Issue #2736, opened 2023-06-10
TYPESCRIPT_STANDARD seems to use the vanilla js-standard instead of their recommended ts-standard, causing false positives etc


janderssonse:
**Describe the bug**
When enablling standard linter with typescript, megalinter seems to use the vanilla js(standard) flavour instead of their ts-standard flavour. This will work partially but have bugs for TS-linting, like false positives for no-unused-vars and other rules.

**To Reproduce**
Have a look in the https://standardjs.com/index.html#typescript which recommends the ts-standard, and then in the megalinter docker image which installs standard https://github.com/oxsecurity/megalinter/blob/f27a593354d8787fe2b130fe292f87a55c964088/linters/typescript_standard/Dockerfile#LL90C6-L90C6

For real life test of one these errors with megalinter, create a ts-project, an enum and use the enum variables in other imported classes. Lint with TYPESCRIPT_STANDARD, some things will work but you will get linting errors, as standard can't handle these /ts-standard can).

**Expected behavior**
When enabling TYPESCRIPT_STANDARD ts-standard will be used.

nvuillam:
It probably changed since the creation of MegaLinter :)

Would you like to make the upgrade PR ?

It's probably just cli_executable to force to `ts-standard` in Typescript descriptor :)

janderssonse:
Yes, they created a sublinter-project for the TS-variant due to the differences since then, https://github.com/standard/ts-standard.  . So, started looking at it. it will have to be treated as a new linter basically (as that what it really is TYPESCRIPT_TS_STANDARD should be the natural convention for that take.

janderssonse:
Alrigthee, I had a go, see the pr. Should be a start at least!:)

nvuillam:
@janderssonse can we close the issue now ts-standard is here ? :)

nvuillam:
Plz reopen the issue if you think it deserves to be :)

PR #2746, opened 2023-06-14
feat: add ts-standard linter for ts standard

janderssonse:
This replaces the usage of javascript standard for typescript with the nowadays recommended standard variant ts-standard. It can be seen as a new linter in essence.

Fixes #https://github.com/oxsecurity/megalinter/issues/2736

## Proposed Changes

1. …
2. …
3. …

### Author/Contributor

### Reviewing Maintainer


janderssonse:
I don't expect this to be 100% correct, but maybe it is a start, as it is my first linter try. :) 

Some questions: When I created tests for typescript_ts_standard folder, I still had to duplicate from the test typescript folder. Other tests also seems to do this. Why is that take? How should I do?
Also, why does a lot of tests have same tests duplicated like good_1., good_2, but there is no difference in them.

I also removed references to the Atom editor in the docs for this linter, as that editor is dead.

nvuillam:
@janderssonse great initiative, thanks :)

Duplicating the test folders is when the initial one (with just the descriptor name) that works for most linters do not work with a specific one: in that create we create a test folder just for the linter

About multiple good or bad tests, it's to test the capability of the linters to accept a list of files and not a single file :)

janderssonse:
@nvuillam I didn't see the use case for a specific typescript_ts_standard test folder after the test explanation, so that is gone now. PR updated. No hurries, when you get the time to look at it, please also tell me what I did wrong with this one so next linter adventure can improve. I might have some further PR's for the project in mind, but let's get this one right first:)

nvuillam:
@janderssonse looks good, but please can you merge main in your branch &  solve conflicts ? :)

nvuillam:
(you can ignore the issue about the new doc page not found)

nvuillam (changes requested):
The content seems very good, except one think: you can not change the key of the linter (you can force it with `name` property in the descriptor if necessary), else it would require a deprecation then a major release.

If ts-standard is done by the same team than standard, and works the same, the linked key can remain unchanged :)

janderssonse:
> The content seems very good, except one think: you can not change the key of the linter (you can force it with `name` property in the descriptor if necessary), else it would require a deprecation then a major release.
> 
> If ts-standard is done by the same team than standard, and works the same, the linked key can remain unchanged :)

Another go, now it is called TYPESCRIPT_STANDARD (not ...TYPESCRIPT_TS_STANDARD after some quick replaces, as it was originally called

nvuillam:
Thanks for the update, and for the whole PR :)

---

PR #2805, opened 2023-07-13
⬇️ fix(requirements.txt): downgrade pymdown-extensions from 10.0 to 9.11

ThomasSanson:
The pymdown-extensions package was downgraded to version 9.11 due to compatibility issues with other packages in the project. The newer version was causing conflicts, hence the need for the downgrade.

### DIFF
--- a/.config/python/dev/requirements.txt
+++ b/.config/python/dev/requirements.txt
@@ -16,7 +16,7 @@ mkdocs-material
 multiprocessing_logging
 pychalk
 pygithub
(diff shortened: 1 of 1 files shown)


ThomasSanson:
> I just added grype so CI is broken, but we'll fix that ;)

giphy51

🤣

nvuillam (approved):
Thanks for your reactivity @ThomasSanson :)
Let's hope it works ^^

_WHAT YOU HAVE TO DO_.
In the material above, which lines contain "else"? Copy each of them.

_RESULT OF THE EXERCISE_.
The content seems very good, except one think: you can not change the key of the linter (you can force it with `name` property in the descriptor if necessary), else it would require a deprecation then a major release.
> The content seems very good, except one think: you can not change the key of the linter (you can force it with `name` property in the descriptor if necessary), else it would require a deprecation then a major release.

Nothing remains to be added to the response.